#### [What is being asked]
Your response should consist solely of the lines from the one containing "Add docs for Carbon::setUtf8 (didn't" through the final line of the entries, repeated exactly.

#### [The data]
PR #1100, opened 2018-02-16
Fix relative modifiers list

briannesbitt:

PR #1101, opened 2018-02-16
Add docs for Carbon::setUtf8

briannesbitt:
Add docs for Carbon::setUtf8 (didn't bother to generate ... wait for ……#1100 )


kylekatarnls:
In fact it did not depend on the language, it depend if you use fr_FR.UTF8 or just fr_FR for example. I merge and I will complete and re-generate.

#### [Result]
Add docs for Carbon::setUtf8 (didn't bother to generate ... wait for ……#1100 )


kylekatarnls:
In fact it did not depend on the language, it depend if you use fr_FR.UTF8 or just fr_FR for example. I merge and I will complete and re-generate.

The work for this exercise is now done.